PR #597, opened 2015-11-05
SOC-1517 Notification service - notify resource

armonr:
* Add a new resource where notification requests can be accepted
* Introduce domain classes to model notifications
* Service specific exception mappers

/CC @garthwebb @jsutterfield 

https://wikia-inc.atlassian.net/browse/SOC-1517


service/notification/src/main/java/com/wikia/services/notification/NotificationApplication.java
```diff
@@ -3,15 +3,22 @@
...
 import io.dropwizard.Application;
 import io.dropwizard.setup.Bootstrap;
 import io.dropwizard.setup.Environment;
+import org.slf4j.Logger;
+import org.slf4j.LoggerFactory;
 
 public class NotificationApplication extends Application<NotificationConfiguration> {
 
+  public static final Logger LOGGER =
+      LoggerFactory.getLogger(NotificationApplication.class); //NOSONAR
```
jsutterfield: Is there a reason to use this central logger instead of having each class define it's own?

service/notification/src/test/resources/fixtures/invalidUserNotification.json
```diff
@@ -0,0 +1,10 @@
+{
```
garthwebb: Is this used anywhere?

service/notification/src/main/java/com/wikia/services/notification/NotificationApplication.java
armonr: This is being used for exception classes, which probably having logger for could get a bit hairy.

service/notification/src/test/resources/fixtures/invalidUserNotification.json
armonr: No, I'll remove it.
This was going to be used for more tests for failure cases; I did not include the tests until I understand why exception mappers are not getting plugged in correctly in the tests.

## What is required
Using only the data above, copy out the lines that include the word "armonr".

## Completed exercise
armonr:
armonr: This is being used for exception classes, which probably having logger for could get a bit hairy.
armonr: No, I'll remove it.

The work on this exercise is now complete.